■ **TO DO**:
Gather each line of the entries below that includes "shortened".

■ **DATA PROVIDED**:
PR #1289, opened 2026-06-11
feat(api): open account.getMyAccount to public and anonymous callers

valentin0h:
Lets public pages resolve the viewer without rejecting: no-session callers get null, while anonymous sign-ins resolve their real (email-less) account created by the signup trigger. Keeps a single useUser() hook with a nullable user instead of a separate useOptionalUser, so there is one way to read the viewer everywhere. Ships independently — anonymous sessions and public routes stay gated until the follow-up PR.

feat(api): convert account.getMyAccount to an openProcedure with nullable output
refactor(app): make useUser()'s user nullable and null-safe across call sites
test(api): gating matrix asserts admission only; resolution-by-tier covered separately

### DIFF
--- a/apps/app/src/utils/getUser.ts
+++ b/apps/app/src/utils/getUser.ts
@@ -1,10 +1,26 @@
 import { createClient } from '@op/api/serverClient';
+import { redirect } from 'next/navigation';
 import { cache } from 'react';
 
 /**
- * Cached user fetch for server components.
+ * Cached user fetch for server components. Resolves null for public
+ * (no-session) visitors.
  */
 export const getUser = cache(async () => {
   const client = await createClient();
   return client.account.getMyAccount();
 });
+
+/**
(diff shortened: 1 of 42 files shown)


apps/app/src/utils/getUser.ts
```diff
@@ -1,10 +1,26 @@
...
+ */
+export const getRequiredUser = async () => {
+  const user = await getUser();
+
+  if (!user) {
+    redirect('/login');
+  }
+
+  return user;
+};
```
valentin0h, line 26: To be looked at in the next PR where we make the changes in the proxy

services/api/src/routers/account/getMyAccount.ts
valentin0h: @scazan feels like this block should go. Wdyt? I'm thinking we have the trigger, is there some other case this is covering?

scazan (approved):

PR #319, opened 2025-03-26
Various post-rebase improvements

ptomato:
Here is a PR with a number of improvements based on review comments during the rebase.


lib/ecmascript.ts
```diff
@@ -1184,18 +1185,18 @@ export function GetTemporalUnitValuedOption<
...
+    const plural = PLURAL_FOR[singular];
     if (plural !== undefined) Call(ArrayPrototypePush, allowedValues, [plural]);
   }
   let retval = GetOption(options, key, allowedValues, defaultVal);
   if (retval === undefined && requiredOrDefault === REQUIRED) {
     throw new RangeErrorCtor(`${key} is required`);
   }
   // Coerce any plural units into their singular form
-  if (Call(MapPrototypeHas, SINGULAR_FOR, [retval as Temporal.PluralUnit<Temporal.DateTimeUnit>])) {
+  if ((retval as Temporal.PluralUnit<Temporal.DateTimeUnit>) in SINGULAR_FOR) {
```
justingrant, line 1103: `in` is a type guard, so you can avoid casts.  Like this: 

```ts
  return (retval && retval in SINGULAR_FOR ? SINGULAR_FOR[retval] : retval) as R;
```

lib/plaindate.ts
```diff
@@ -124,63 +122,63 @@ export class PlainDate implements Temporal.PlainDate {
...
   equals(otherParam: Params['equals'][0]): Return['equals'] {
-    if (!ES.IsTemporalDate(this)) throw new TypeErrorCtor('invalid receiver');
+    if (!ES.IsTemporalDate(this)) throw new TypeError('invalid receiver');
     const other = ES.ToTemporalDate(otherParam);
     if (ES.CompareISODate(GetSlot(this, ISO_DATE), GetSlot(other, ISO_DATE)) !== 0) return false;
     return ES.CalendarEquals(GetSlot(this, CALENDAR), GetSlot(other, CALENDAR));
   }
   toString(options: Params['toString'][0] = undefined): string {
-    if (!ES.IsTemporalDate(this)) throw new TypeErrorCtor('invalid receiver');
+    if (!ES.IsTemporalDate(this)) throw new TypeError('invalid receiver');
```
justingrant, line 125: We duplicate this line 100+ times, with only the test varying. Should we have `ES.RejectReceiver(this, ES.IsTemporalDate)` ? 

This code is highly compressible so I'm not sure how much bundle size win that'd be, but it can't hurt and it'd probably make these files easier to read.

lib/assert.ts
```diff
@@ -1,10 +1,8 @@
-import { Error as ErrorCtor } from './primordials';
-
 export function assert(condition: boolean, message: string): asserts condition {
-  if (!condition) throw new ErrorCtor(`assertion failure: ${message}`);
+  if (!condition) throw new Error(`assertion failure: ${message}`);
```
justingrant, line 2: OMG the changes in this commit make the library so much easier to read! Thanks for doing this.

justingrant (approved):
Love to see it. Really nice savings in both lines (and hopefully some bundle size) and complexity.

lib/plaindate.ts
ptomato: Surprisingly large win: -4k minified.

justingrant: Cool. I suspect the diff in compressed & minified won't be nearly as large, but any improvement is good!

PR #324, opened 2025-03-28
Delete assertions using rollup strip plugin

ptomato:
Produces a bundle size savings of about -3k minified, -1k minified and gzipped.

(I unfortunately didn't think of this before preparing the release, otherwise I'd have tried to include it.)

### DIFF
--- a/rollup.config.js
+++ b/rollup.config.js
@@ -2,6 +2,7 @@ import commonjs from '@rollup/plugin-commonjs';
 import nodeResolve from '@rollup/plugin-node-resolve';
 import babel from '@rollup/plugin-babel';
 import replace from '@rollup/plugin-replace';
+import strip from '@rollup/plugin-strip';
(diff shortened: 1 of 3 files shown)


justingrant (approved):
👍

rollup.config.js
```diff
@@ -44,6 +45,13 @@ function withPlugins(
     }
     basePlugins.push(babel(options.babelConfig));
   }
+  if (!options.enableAssertions) {
+    basePlugins.push(
+      strip({
+        functions: ['assert', 'assertNotReached', 'assertExists', 'ES.assertExists']
```
justingrant, line 51: Do we need to do anything to remove the emission of the source code for these functions from prod builds? Or is this automatic via this plugin?

ptomato: We pass `enableAssertions: !isProduction` later in the file. So it's not automatic, but already taken care of.

PR #327, opened 2025-03-28
Minify function names in prod builds

justingrant:
Changex rollup's `keep_fnames` option from `true` to `false`.

My understanding is that this option will minify function names, for example the often-long internal exports in `ecmascript.ts`.

This change (and a minor change to run terser's compression 2x to save 85 bytes) reduces minified & gzipped size of `dist/index.cjs` to 36.3K. (a 3.7K reduction). ESM reductions are similar. I didn't apply this optimization to ES5 UMD builds because it caused all ES5 Test262 tests for `Temporal.prototype.*.name` to fail.

### DIFF
--- a/package-lock.json
+++ b/package-lock.json
@@ -1,12 +1,12 @@
 {
   "name": "@js-temporal/polyfill",
-  "version": "0.4.4",
+  "version": "0.5.0",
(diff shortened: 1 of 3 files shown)


ptomato (approved):
Makes sense.

PR #331, opened 2025-03-30
Support Node 22 & 23

### LINKED ISSUE #323: Run tests with Node 22 and 23
> Node 20 is already old. We should probably test with 22 and 23 too.

justingrant:
Support Node 22 & 23. In addition to changing expected failures files for bugs that Node fixed, there were two Node changes that required polyfill code changes:
* Now that Node 22 supports offset time zones in Intl.DTF, we needed to stop throwing when these IDs were supplied, and we needed to guard against U+2212 (unicode minus) in offset time zone IDs because Node doesn't catch these (yet).
* Node 23 adds `Intl.DurationFormat`, and this PR fixes an infinite recursive loop (accidentally introduced in 19b00b2) that occurred if a native `Intl.DurationFormat` was present.

Fixes #323.

### DIFF
--- a/test/expected-failures.txt
+++ b/test/expected-failures.txt
@@ -6,21 +6,12 @@
 # canonicalizing the timezone name.
 staging/Intl402/Temporal/old/date-time-format.js
 
-# temporal-test262-runner doesn't support the $262 global object
-intl402/DateTimeFormat/proto-from-ctor-realm.js
-
 # These are caught by the default test glob, but are unrelated to Temporal.
 # They rely on Intl.DateTimeFormat supporting offset time zones.
 intl402/DateTimeFormat/prototype/format/offset-timezone-gmt-same.js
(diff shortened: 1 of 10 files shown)


test/expected-failures.txt
```diff
@@ -6,22 +6,13 @@
 # canonicalizing the timezone name.
 staging/Intl402/Temporal/old/date-time-format.js
 
-# temporal-test262-runner doesn't support the $262 global object
-intl402/DateTimeFormat/proto-from-ctor-realm.js
```
ptomato, line 10: Note, I added this in https://github.com/js-temporal/temporal-polyfill/pull/282 in order to be able to support https://github.com/js-temporal/temporal-test262-runner/pull/19, but then we decided to stick to npm releases of temporal-test262-runner only. When we update temporal-test262-runner, we'll need to add this back in.

ptomato (approved):
Much appreciated! I'll cut the new release now.

PR #333, opened 2025-03-31
Temporal is stage 3.

a-eid:


ptomato:
Thanks for taking the time to contribute! I think those sentences are correct as is, though. Temporal is currently stage 3, and the text is describing things that may or may not happen before it gets to stage 4.

PR #339, opened 2025-05-15
Update test262

ptomato:
I removed usage of Object.hasOwn from the era helper, which means these tests should pass now on old Node runtimes that don't have it.


justingrant (approved):
Cool, thanks!

PR #340, opened 2025-05-16
Test Node 24 in CI

justingrant:
Start testing in Node 24


justingrant:
Amazingly, no tests broke from Node 24. There's a first time for everything!  ;-)

ptomato (approved):
Glad it was so simple!

PR #354, opened 2026-01-31
docs(README): Point to MDN for documentation

ferdnyc:
Update documentation references to point to MDN and removed outdated links.

Language blatantly stolen from tc39/proposal-temporal#3086 by @ptomato.

### DIFF
--- a/README.md
+++ b/README.md
@@ -41,14 +41,7 @@ If you've found a bug in this polyfill&mdash;meaning that the implementation her
 
 ## Documentation
 
-Reference documentation and examples for the Temporal API can be found [here](https://tc39.es/proposal-temporal/docs/index.html).
-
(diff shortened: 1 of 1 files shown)


justingrant (approved):
Thanks!

ptomato:
I would actually like to keep the link to the cookbook, since that doesn't exist on MDN.

justingrant:
Sorry for not checking more carefully... I assumed we were just mirroring your language from the other repo. Should have checked!

ferdnyc:
> I would actually like to keep the link to the cookbook, since that doesn't exist on MDN.

Mmm, I didn't realize there was significant content there that wasn't migrated to MDN.

Given that's the case, I wonder if MDN should _also_ have a link to the Cookbook? (At least in the [See Also section of the main `Temporal` documentation](https://developer.mozilla.org/en-US/docs/Web/JavaScript/Reference/Global_Objects/Temporal#see_also).)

■ **WRITTEN REPLY**:
(diff shortened: 1 of 42 files shown)
(diff shortened: 1 of 3 files shown)
(diff shortened: 1 of 3 files shown)
(diff shortened: 1 of 10 files shown)
(diff shortened: 1 of 1 files shown)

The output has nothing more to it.